Rede von
Gustav
Gundelach
- Parteizugehörigkeit zum Zeitpunkt der Rede:
(KPD)
- Letzte offizielle eingetragene Parteizugehörigkeit: (KPD)
Meine Damen und Herren! Von allen Vorrednern ist zum Ausdruck gebracht worden, daß ,es auf schnelle Hilfe ankommt, und einer der Vorredner hat gesagt: Schnelle Hilfe ist doppelt Hilfe. Dieser Meinung sind auch wir Kommunisten. Sieht man sich das vorliegende Gesetz einmal näher an, dann kommt man allerdings zu der Feststellung, daß es sich mehr oder weniger um allgemeine Bestimmungen handelt, keineswegs aber um gesetzliche Maßnahmen, durch die die weit über 300 000 Personen, die dem Personenkreis der Evakuierten angehören, ein Recht erhalten, innerhalb einer festgesetzten Frist nach ihrem früheren Wohnort zurückzukehren. Denn alles, was hier heute abend zum Ausdruck gebracht worden ist, ist doch auf sehr, sehr lange Sicht abgestellt und nicht auf eine Lösung, auf Grund deren der Evakuierte damit rechnen kann, daß er in einer schon absehbaren Zeit in seinen früheren Wohnort zurückkommt. Was kann z. B. der Evakuierte mit dem Rechtsanspruch auf Zurückführung anfangen, wenn in der Begründung unter Ziffer I 4 folgendes gesagt wird:
Auf die Rückkehr war ein Rechtsanspruch zu geben. Jedoch mußte die Verwirklichung des Anspruches von dem Vorhandensein von Wohnraum abhängig gemacht werden.... Eine andere Regelung würde
— so heißt es hier —
praktisch undurchführbar sein.
Nun, meine Damen und Herren, damit gibt man doch ganz offen zu, daß sehr viele der Evakuierten, und zwar jener Kreis der Älteren, überhaupt nicht mehr damit rechnen dürfen, noch vor ihrem Le-
b ens ende einmal in ihren früheren Wohnort zurückzukommen.

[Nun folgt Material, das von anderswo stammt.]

PR #2301, opened 2025-10-24
Docs fix

pggPL:
# Description

Our documentation returned a lot of warnings and it seems that some of them were rational. It turned out that half of our PyTorch API was not rendered. This PR fixes all the warnings and forces Github workflow to error out if any docs warning will appear.

The most problematic error was related to cyclic imports - this resulted in part of our PyTorch API not being rendered. Other were mostly related to wrong formatting and some warnings didn't result in anything wrong.

Our docs for 2.9 contains only part of PyTorch API exposed in 2.8, so this will need urgent fix I will update in separate PR.

## Type of change

- [ ] Infra/Build change
- [x] Code refactoring

# Checklist:

- [ x] I have read and followed the [contributing guidelines](https://github.com/NVIDIA/TransformerEngine/blob/main/CONTRIBUTING.rst)


docs/api/pytorch.rst
```diff
@@ -37,16 +37,22 @@ pyTorch
 .. autoapiclass:: transformer_engine.pytorch.CudaRNGStatesTracker()
   :members: reset, get_states, set_states, add, fork
 
-.. autoapifunction:: transformer_engine.pytorch.fp8_autocast
-
-.. autoapifunction:: transformer_engine.pytorch.fp8_model_init
```
ptrendx, line 40: We do want to have them still in the documentation though, just marked as deprecated.

docs/api/pytorch.rst
```diff
@@ -37,16 +37,22 @@ pyTorch
...
 .. autoapifunction:: transformer_engine.pytorch.checkpoint
 
+
+.. autoapifunction:: transformer_engine.pytorch.make_graphed_callables
+
+.. autoapifunction:: transformer_engine.pytorch.get_cpu_offload_context
+
+
+Recipe availability
+------------------------
```
ptrendx: In the past I had some trouble with the titles where the underline was not exact same length as the text.

docs/api/pytorch.rst
```diff
@@ -79,9 +84,22 @@ pyTorch
 
 .. autoapifunction:: transformer_engine.pytorch.moe_sort_chunks_by_index_with_probs
 
+
+GEMM Comm overlap
```
ptrendx: Maybe "Communication - computation overlap"?

docs/api/pytorch.rst
ptrendx: Ok, I see that you just moved it.

docs/examples/attention/attention.ipynb
```diff
@@ -16,8 +16,8 @@
     "\n",
     "[Transformer Engine](https://github.com/NVIDIA/TransformerEngine.git) supports the calculation of dot product attention in two frameworks, [PyTorch](https://github.com/pytorch/pytorch) and [JAX](https://github.com/google/jax). The API for each framework is\n",
     "\n",
-    "- [transformer_engine.pytorch.DotProductAttention](../../api/pytorch.rst#transformer_engine.pytorch.DotProductAttention)\n",
-    "- [transformer_engine.jax.flax.DotProductAttention](../../api/jax.rst#transformer_engine.jax.flax.DotProductAttention)"
+    "- [transformer_engine.pytorch.DotProductAttention](../../api/pytorch.rst#transformer_engine.pytorch.dotproductattention)\n",
+    "- [transformer_engine.jax.flax.DotProductAttention](../../api/jax.rst#transformer_engine.jax.flax.dotproductattention)"
```
ptrendx: Are you sure about that? Just looked at the current docs page and the link works properly there.

transformer_engine/pytorch/cross_entropy.py
```diff
@@ -87,4 +89,55 @@ def backward(ctx, grad_output):
...
+    FP32 only. The returned loss is always in FP32, the input gradients are upcasted
+    to the datatype of the input.
+
+    If ``dist_process_group`` is passed for distributed loss calculation, the input to each
+    distributed rank should be ``(*, V/world_size)``. Note that each of the ranks should
+    get equal shards along the V dimension.
+
+    Parameters
+    ----------
+    _input : torch.Tensor
```
ptrendx: Why _input and not just input?

docs/examples/attention/attention.ipynb
pggPL: Oh, some debugging leftover. It does also work, but I will remove this change.

transformer_engine/pytorch/cross_entropy.py
pggPL: I also noticed this. This function already uses _input as an argument name, so I documented what is in the code rather than changing that - it would be breaking change. This function does not render now due to error btw.

docs/api/pytorch.rst
pggPL: If the line is shorter, then warning is generated. In that case there is no warning and it renders properly, so I guess it's ok now.

transformer_engine/pytorch/cross_entropy.py
pggPL: I put _input into kwargs and changed it into input in args. I removed _input entirely from the docs, because I doubt anyone uses it. In MCore they use only non-keyword arguments.

docs/api/jax.rst
```diff
@@ -4,10 +4,10 @@
     See LICENSE for license information.
 
 Jax
-=======
+===
 
 Pre-defined Variable of Logical Axes
-------------------------------------
+-------------------------------------
```
ksivaman: Was this needed to fix the rendering? The earlier version seems fine and of the correct length

transformer_engine/pytorch/attention/dot_product_attention/dot_product_attention.py
```diff
@@ -245,14 +245,17 @@ class DotProductAttention(TransformerEngineBaseModule):
...
-                 'learnable': S[:,j,:,i] = exp(S[:,j,:,i])/(exp(alpha[j]) + sum(exp(S[:,j,:,:]), dim=-1)),
-                 where alpha is a learnable parameter in shape [h].
+
+                 For a given attention score ``S = Q x K^T``, of shape ``[b, h, s_q, s_kv]``:
+
+                 * 'vanilla': ``S[:,:,:,i] = exp(S[:,:,:,i])/sum(exp(S[:,:,:,:]), dim=-1)``
+                 * 'off-by-one': ``S[:,:,:,i] = exp(S[:,:,:,i])/(1 + sum(exp(S[:,:,:,:]), dim=-1))``
+                 * 'learnable': ``S[:,j,:,i] = exp(S[:,j,:,i])/(exp(alpha[j]) + sum(exp(S[:,j,:,:]), dim=-1))``
+
+                 where ``alpha`` is a learnable parameter in shape ``[h]``.
```
ksivaman:
```suggestion
                 where ``alpha`` is a learnable parameter of shape ``[h]``.
```

transformer_engine/pytorch/__init__.py
```diff
@@ -14,13 +14,8 @@
...
 
-@functools.lru_cache(maxsize=None)
-def torch_version() -> tuple[int, ...]:
-    """Get PyTorch version"""
-    return PkgVersion(str(torch.__version__)).release
-
-
-assert torch_version() >= (2, 1), f"Minimum torch version 2.1 required. Found {torch_version()}."
+torch_version = PkgVersion(str(torch.__version__)).release
+assert torch_version >= (2, 1), f"Minimum torch version 2.1 required. Found {torch_version}."
```
ksivaman: Please change the instances at the call site as well. For e.g. `linear.py` still calls `torch_version()`

transformer_engine/pytorch/utils.py
```diff
@@ -10,15 +10,21 @@
...
 from ..debug.pytorch.debug_quantization import DebugQuantizedTensor
 
 
 __all__ = ["get_device_compute_capability", "get_cudnn_version", "is_bf16_available"]
 
 
+@functools.lru_cache(maxsize=None)
+def torch_version() -> tuple[int, ...]:
+    """Get PyTorch version"""
+    return PkgVersion(str(torch.__version__)).release
```
ksivaman: Is this redefined here because of cyclic import issues when import directly from `__init__.py`? We should have it defined only in one location.

ksivaman: If the __init__ one is causing issues with import, please remove it and change all instance to import from utils instead

transformer_engine/pytorch/cross_entropy.py
```diff
@@ -87,4 +90,65 @@ def backward(ctx, grad_output):
...
+    _input: Optional[torch.Tensor] = None,
+) -> torch.Tensor:
+    """
+    Cross Entropy loss with optional distributed reduction.
+
+    The input tensor can be in BF16/FP32, the loss and gradient calculation happens in
+    FP32 only. The returned loss is always in FP32, the input gradients are upcasted
+    to the datatype of the input.
+
+    If ``dist_process_group`` is passed for distributed loss calculation, the input to each
```
ksivaman, line 109: There are multiple instances where we use a single backtick in the docstrings instead of double backticks, this PR seems like a good place to change all those instances as well.

transformer_engine/pytorch/cross_entropy.py
```diff
@@ -23,7 +26,7 @@ class CrossEntropyFunction(torch.autograd.Function):
     @staticmethod
     def forward(
         ctx,
-        _input,
+        input,
```
ksivaman: I saw @ptrendx's [comment](https://github.com/NVIDIA/TransformerEngine/pull/2301#discussion_r2467462025) above suggesting we should change it, but `input` is also a python keyword and we should avoid using it. Maybe we can go with `inp` as we do in our other modules. I'm surprised that the linter didn't complain about this change

docs/api/jax.rst
pggPL: Yeah, that's incorrect. Fixed.

transformer_engine/pytorch/cross_entropy.py
ptrendx: That's a good point actually.

transformer_engine/pytorch/utils.py
pggPL: Yes, that is the case. And I cannot import utils before dynamically loading c++ lib, because it imports some other torch classes. So I guess there are 2 ways of doing that - create some file torch_version.py with only that or do what I did. I do not want to add file for one line function, what do you think?

transformer_engine/pytorch/attention/dot_product_attention/dot_product_attention.py
pggPL: i changed all occurrences in TE (around 10)

transformer_engine/pytorch/cross_entropy.py
pggPL: Changed to inp

transformer_engine/pytorch/cross_entropy.py
pggPL: Ok, I did it and it took a lot of time and a lot of files were changed. Also, I discovered more formatting errors, so this PR is not that small now.

transformer_engine/pytorch/utils.py
timmoon10: I think creating a standalone `torch_version.py` file would be the most straightforward way to untangle these issues with import ordering.

An alternative would be changing `__init__.py` to manually import in the right order:
```python
from transformer_engine.common import load_framework_extension
load_framework_extension("torch")

from transformer_engine.pytorch.utils import torch_version
```
However, this is not ideal because we don't check the PyTorch version before loading `transformer_engine_torch`, so we might get linker errors instead of a good error message.

ksivaman: I think we can create a `torch_version.py` even if it is a single function @pggPL

ksivaman (dismissed):
LGTM, will check artifacts after CI

ksivaman (dismissed):

transformer_engine/pytorch/cpu_offload.py
```diff
@@ -657,60 +657,64 @@ def get_cpu_offload_context(
...
             If True, the synchronization is done manually by the user.
             Additional argument manual_controller is returned. See more in manual control section.
-    offload_stream: torch.cuda.Stream, default = `None`
-            If provided, the offload stream is used for offloading and reloading.
-            Otherwise, a new stream is allocated internally. It can be other than None
-            only if manual_synchronization is True.
+    offload_stream: torch.cuda.Stream, default = None
+        If provided, the offload stream is used for offloading and reloading.
+        Otherwise, a new stream is allocated internally. It can be other than None
+        only if manual_synchronization is True.
```
ptrendx: Why change in the indentation?

transformer_engine/pytorch/distributed.py
```diff
@@ -812,7 +812,9 @@ def set_states(self, states: Dict[str, torch.Tensor]) -> None:
         Set the rng states. For efficiency purposes, we do not
         check the size of seed for compatibility.
 
-        states: Dict[str, torch.Tensor]
+        Parameters
+        ----------
+        states : Dict[str, torch.Tensor]
```
ptrendx, line 817: There are other cases where there is no space between the parameter and the ':' - we should use one consistently (preferably the right one :-) ).

transformer_engine/pytorch/__init__.py
```diff
@@ -7,22 +7,14 @@
...
 
 from transformer_engine.common import load_framework_extension
-
-
-@functools.lru_cache(maxsize=None)
-def torch_version() -> tuple[int, ...]:
-    """Get PyTorch version"""
-    return PkgVersion(str(torch.__version__)).release
-
+from transformer_engine.pytorch.torch_version import torch_version
```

Die Befürworter des Gesetzes werden fragen: Wie anders soll man es denn machen? Dazu ist von unserem Standpunkt aus folgendes zu sagen: Soll ein Evakuiertengesetz wirksam sein, dann muß darin die Verpflichtung für Bund und Länder enthalten sein, die Rückführung der Evakuierten bis zu einem bestimmten Termin durchzuführen. Dementsprechend müßten in einem solchen Gesetz auch die Maßnahmen für die Wohnraumbeschaffung enthalten sein. Davon ist hier aber mit keinem Wort die Rede. Nur ganz allgemeine Bestimmungen.

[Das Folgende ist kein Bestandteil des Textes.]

PR #2307, opened 2025-10-27
[JAX] Fix mesh resource requirement when no mesh

jberchtold-nvidia:
# Description

When not using Flax logical axes, a global MeshResource context was required by TE even when no JAX mesh was active. This PR fixes this case and avoids raising an unnecessary error.

## Type of change

- [ ] Infra/Build change
- [ ] Code refactoring

## Changes

- Update TE's logical axis system to return an empty mapping and avoid raising an error when no JAX mesh is active. Use case, new user to TE trying it out on single-GPU. Want to avoid unnecessary complexity in cases where it isn't required

# Checklist:


transformer_engine/jax/sharding.py
```diff
@@ -80,6 +80,11 @@ def get_sharding_map_logic_axis_to_mesh_axis():
         # If no mesh is defined, return an empty dict and do not require a MeshResource context to be present
         return {}
 
+    abstract_mesh = get_abstract_mesh()
+    if abstract_mesh is None or sorted(abstract_mesh.manual_axes) == sorted(mesh.axis_names):
```
phu0ngng: Hi, why do we need to check for `if abstract_mesh is None` here?

jberchtold-nvidia: I wasn't exactly sure how the abstract mesh relates to the PXLA physical mesh above. If they both are always set via `with jax.sharding.Mesh():`, then this `abstract_mesh is None` check is redundant.

phu0ngng: Looks like the `get_abstract_mesh()` won't return None.
https://github.com/jax-ml/jax/blob/eace2086ab710c2b95b40e926a44212d73cfd7ae/jax/_src/mesh.py#L625

jberchtold-nvidia: Thanks @phu0ngng! I've removed the `abstract_mesh is None` check in the latest version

Die Regierung denkt an eine solche Regelung auch deshalb nicht, weil sie gar nicht bereit ist, für die Erstellung des erforderlichen Wohnraums in kürzester Frist die notwendigen Gelder zur Verfügung zu stellen. Die Regierung argumentiert so: Die Evakuierten dürfen keine Sonderstellung gegenüber den Flüchtlingen und Ausgebombten einnehmen. Sie tut aber nichts Entscheidendes, um dem genannten Personenkreis insgesamt menschenwürdigen Wohnraum und eine Existenz zu sichern. Niemand in diesem Hause kann behaupten, daß diese Frage in den acht Jahren seit Beendigung des Krieges nicht hätte gelöst werden können. Bedenken wir nur die vielen Milliarden, die in diesen Jahren unnötig für die Besatzungskosten ausgegeben worden sind! Bedenken wir nur die weitere Tatsache, daß in Verbindung mit dem Generalvertrag und dem EVG-Vertrag in den nächsten Jahren Dutzende von Milliarden erforderlich sind! Hier sind die Geldquellen vorhanden, mit denen man den erforderlichen Wohnraum im Bundesgebiet hätte erstellen können und auch in der Zukunft noch erstellen kann.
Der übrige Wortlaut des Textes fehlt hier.